Furthermore I am requesting a list of the charges that your client is willing to refund by way of the £800 payment so that I can compare it with the schedule of charges that I have previously sent to you.
The legal advice, which I have sought, has confirmed I will be entitled to the entirety of my claim of £1489.76 to date.
(£1,088.00 + £49.18 interest on penalties + £232.58 8% interest allowed by the courts + £120 court costs).
I look forward to receiving a cheque for the interim payment of £800, along with the breakdown from your client of which charges they relate to.”
So far I have received no response from Cobbetts. Is there some further action I should take? Am I supposed to make the court aware of their offer and my acceptance as an interim payment?
On the 1st Novmber, I received a confirmation that my case has been allocated to the small claims court and a hearing date has been set for the 31st Jan 2007, and should take no longer than 1 hour.
The Court order reads as follows:
“Upon reading the documents filed and of the Court’s own motion
It is ordered that:
1. This claim is allocated to the Small Claims Track.
2. The Claimant shall by [28 days] file and serve:
(a) A schedule setting out each charge repayment of which is sought, showing the date, amount, and alleged reason (if any) for that charge being made;
(b) Copies of any statement or other document relied upon as showing that each and every charge has been made;
© A statement of his evidence, if such is to be relied upon as tending to show that the alleged charges have been made, or that they are irrecoverable as penalties.
If the Claimant fails to comply with this order, the claim will be struck out without further order.
3. The Defendant shall by [56 days] file and serve a response to the Claimant’s schedule, stating in respect of each item claimed:
(a) Pursuant to what contractual provision such charge was made, producing a copy of the contractual document relied upon;
(b) Whether such charge is accepted to be a penalty, and if not, why not;
© If such charge is alleged to be a pre-estimate of the Defendant’s loss incurred by the Claimant’s actions (whether or not such action is to be treated as a breach of the contract between the parties), all facts and matters intended to be relied upon as showing that such is a proper estimate of such loss, and all evidence to be adduced at trial as to what the true cost of dealing with the matter was.
If the Defendant fails to comply with this order, the Defence will be struck out without further order.
4. Decided cases and other legal materials should not be filed, but brought to the hearing with additional copies for the Court and the opposing party.
5. List for hearing next available date after 10 weeks, time estimate 1 hour, reserved to District Judge Atkinson.
This Order has been made by the court of its own initiative, without hearing the parties or giving them an opportunity to make representations. Any party affected by the order may apply to have it set aside, varied or stayed.

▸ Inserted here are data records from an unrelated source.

PR #505, opened 2021-06-30
Accept user profile permalinks

### LINKED ISSUE #504: Context popup doesn't work on comments in user profiles
Request being made to an incorrect URL - the double slashes in there makes it seem like we're not picking up the parent submission ID correctly. Seem in old Reddit.

image

We might also want to add the endpoint where the request failed to error logs for these situations, would make debugging much easier when the network panel in-page doesn't reflect any of Toolbox's requests anymore.

eritbh:
Untested, but theoretically fixes #504. Adjusts permalink parsing to accept user profile permalinks, resulting in post IDs being reported correctly through the old Reddit frontend API shim.


creesch:
I could have sworn we already did fix this at one point. Ah well, seems like we didn't. PR looks good to me so I'll merge it.

PR #761, opened 2023-04-12
Feat: Update things to vue 3

LeaderbotX400:
Update SpeedCard and SpeedGraph components to look better / actually work
Replace plain axios with vueuse axios for better reactivity using refs


LeaderbotX400:
Added the option to override the auth system when in dev mode. it does not actually login and as such is unable to fetch data / change anything but I think it's useful to test the UI even if you don't have a dev server to test with

PR #763, opened 2023-04-13
chore: update chinese translate

Moius:
# Chore: update chinese translate

Update the chinese translate.(simple and traditional)

# PR Checklist

- [x] All Unit tests pass


VEWION:
I am sorry, but I believe the Traditional Chinese translation is not suitable. I have modified it based on the original web UI to minimize confusion for people switching from the original to VueTorrent. The word choices are based on usage in Taiwan, as is common in most software.

Moius:
> I am sorry, but I believe the Traditional Chinese translation is not suitable. I have modified it based on the original web UI to minimize confusion for people switching from the original to VueTorrent. The word choices are based on usage in Taiwan, as is common in most software.

I just updated the translation structure of Traditional Chinese and simply translated from Simplified Chinese to Traditional Chinese. I am from mainland China, so many translations may not be appropriate, you have a more suitable translation please translate and submit a new PR based on Taiwan's habits, thanks!

VEWION:
Also I have concerns about the translation in line 138, as mentioned in #594. I believe it would be better to leave it unchanged to avoid this awkward appearance.
螢幕擷取畫面 2023-04-13 104029

Larsluph:
We are currently reworking the whole project so the translation system will be rewriten as well. We will include a way to parameterize translation keys and prevent these issues in the future

Moius:
> Also I have concerns about the translation in line 138, as mentioned in #594. I believe it would be better to leave it unchanged to avoid this awkward appearance when selecting torrents. 螢幕擷取畫面 2023-04-13 104029

i have edit the code let it like this:
图片
should i commit to the main?

Larsluph:
> I achieved the above effect by modifying Getters.ts, but this should only be a temporary solution. Can I merge it?

You can always create a PR. Don't worry if it's only a temporary fix, as I just told we are rewriting everything so it will be improved in the v2 anyway

Moius:
> 

THANKS, i have created a PR for this.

Such an application must be made not more than 7 days after the date on which the order was served on the party making the application.”

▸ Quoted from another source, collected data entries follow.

PR #765, opened 2023-04-13
fix: fix the Chinese word order problem

Moius:
# fix: fix the Chinese word order problem

Modified part of the problem that the display is correct in English but the word order is wrong in Chinese. Both Simplified Chinese and Traditional Chinese are supported, but this is a temporary fix. Because this problem may not exist after refactoring.

# PR Checklist

- [x] All Unit tests pass

### DIFF
--- a/src/lang/zh-hans.json
+++ b/src/lang/zh-hans.json
@@ -46,7 +46,7 @@
   "feed": "订阅源",
   "rule": "规则",
   "then": "时",
-  "of": "of",
+  "of": "中的",
   "yes": "是",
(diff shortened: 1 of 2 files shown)


Moius:
@WDaan Hello! If this PR is not merged, then #766 should not be merged either. This PR fixes the displaying inflection problem between Simplified Chinese and Traditional Chinese by modifying the getters.ts file, and only modifies the translation of Simplified Chinese to match the inflection, #766 modifies the translation of Traditional Chinese to match the inflection.

PR #770, opened 2023-04-16
Sync changes

LeaderbotX400:
Complete moving the UI of the context menu to Vue 3.
Start to scaffold logic for the context menu.


src/components/__tests__/HelloWorld.spec.ts
WDaan, line 1: Can we sync up so changes like these are no longer included 😛 It's a bit tedious to keep removing them

WDaan (changes requested):
Awesome work, once again!

Making great progess, it's going smoother than expected 🚀 

Once we move bigger parts like the TopActions with all the modals + the settings page, we will probably move some parts around in a way that makes the most sense... so don't be scared to move things around

LeaderbotX400 (commented):
Looks good to me

PR #800, opened 2023-05-04
feat: limit updateMainData to one request at once

tianze0926:
This pull request limits `updateMainData` requests to at most one at the same time.

On my Raspberry Pi it can happen that a request takes longer than the interval (2 seconds in [current implementation](https://github.com/WDaan/VueTorrent/blob/2fdeb63c83eee6bbcdcc0bc639a4d3d303f10e20/src/store/actions.ts#L12)) when qBittorrent is busy. The current polling method, which makes a request every 2 seconds without exception, can cause multiple identical requests, resulting in even longer response time.

### DIFF
--- a/package-lock.json
+++ b/package-lock.json
@@ -6,7 +6,7 @@
   "packages": {
     "": {
       "name": "vuetorrent",
-      "version": "1.5.5",
+      "version": "1.5.6",
       "dependencies": {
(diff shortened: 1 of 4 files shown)


WDaan:
@Larsluph  any objections for this one?

Larsluph (approved):
LGTM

In terms of the actions that I need to take, can someone advise:
1 Does File and Serve mean that I send a copy to the court and a copy to Cobbetts?

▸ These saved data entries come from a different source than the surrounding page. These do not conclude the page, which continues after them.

PR #811, opened 2023-05-12
perf: Extend RSS Feeds / Rules to use full width instead of half

Larsluph:
# Extend RSS Feeds / Rules to use full width instead of half [perf]

From this:
image

To that:
image

# PR Checklist

- [x] All Unit tests pass


WDaan:
Looks way better 👍

PR #817, opened 2023-05-15
[Vue 3] Global modals management

k4lu-0p:
Migrate global modals management to Vue 3


WDaan:
Awesome! Thanks for the contribution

2 My schedule of charges and a copy of my bank statements should cover the courts first two requirements, but I am a little confused as to what I should use for the third: “A statement of evidence, if such is to be relied upon as tending to show that the alleged charges have been made, or that they are irrecoverable as penalties.”
Should this be acceptable, then it looks like it is up to our friends at Cobbetts to supply all information intended to be relied upon to showing that RBS’s charges are a proper estimate of such loss, and all evidence to be adduced at trial as to what the true cost of dealing with the matter was.